“一点也不想。”安夏狠狠的瞪了他一眼。
禹辰哦了一声,话里居然还有点淡淡的失望。
安夏瞪了他一眼。
这种语气是怎么回事?
禹辰开车还是挺稳的,去医院的路程不远,不过十几分钟的时间就到了。
那家人没有能力住得起更好的医院,更加住不起市中心的医院,所以就在附近找了个医院住了下来。
他们现在就是要去探望受伤的人。
医院来来往往的人不少。
虽然有着安夏最讨厌的消毒水的味道,但是里面的中央空调还是挺足的。
一进来安夏就感受到了凉爽的感觉,让她一瞬间舒服的感觉自己的毛孔都张开了一样。
“你在这里等我,我去问问护士。”禹辰说。
安夏点点头,用丝巾擦了擦脸上的汗。
外面炎热的天气让她仿佛回到了夏天一样。
甚至比国内的夏天还要更加灼热。
她看见禹辰去到护士台,不过几分钟的时间,他就回来了。
“怎么样?问到了吗?”
“嗯,在四楼。

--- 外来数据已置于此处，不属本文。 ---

PR #3952, opened 2024-03-14
Enable CI on 0.3.x branch

pepone:
This PR fixes CI job on 0.3.x branch, to run for push/pull_request on this branch.

### DIFF
--- a/.github/workflows/ci.yml
+++ b/.github/workflows/ci.yml
@@ -1,10 +1,6 @@
 name: ci
 
-on:
-  push:
-    branches: ["main", "0.3.x"]
-  pull_request:
-    branches: ["main", "0.3.x"]
+on: [push, pull_request]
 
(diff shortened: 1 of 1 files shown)


.github/workflows/ci.yml
```diff
@@ -2,9 +2,9 @@ name: ci
 
 on:
   push:
-    branches: ["main", "0.2.x"]
+    branches: ["main", "0.3.x"]
```
externl, line 5: We should probably remove main

externl (approved):

externl:
Git just does this https://github.com/git/git/blob/master/.github/workflows/main.yml#L3C1-L3C25

pepone:
The problem with removing the branch, is that is most likely to run twice one from the PR, and another from the push to the forked repository.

”
禹辰和安夏乘着电梯上去。
这家医院看起来条件不怎么样,楼层只有七楼,混杂的病人还是挺多的,因此每一次电梯人都很多。
安夏进了电梯之后看见不少人都带着口罩,除此之外,因为天气的原因,封闭的空间里面还有一股不小的味道。
她下意识的皱了皱眉。
禹辰紧紧的在她身边。
安夏感觉到禹辰的手掌,身上传来的薄荷味道让她感觉舒服了几分。
出了电梯之后,她才感觉自己好像重新活过来一样。
“你还好吗?”安夏一皱眉禹辰就感觉到了,她看起来挺不舒服的,脸色有点惨白,手捂着胸口。
旁边有自动售卖机,禹辰给她买了瓶矿泉水。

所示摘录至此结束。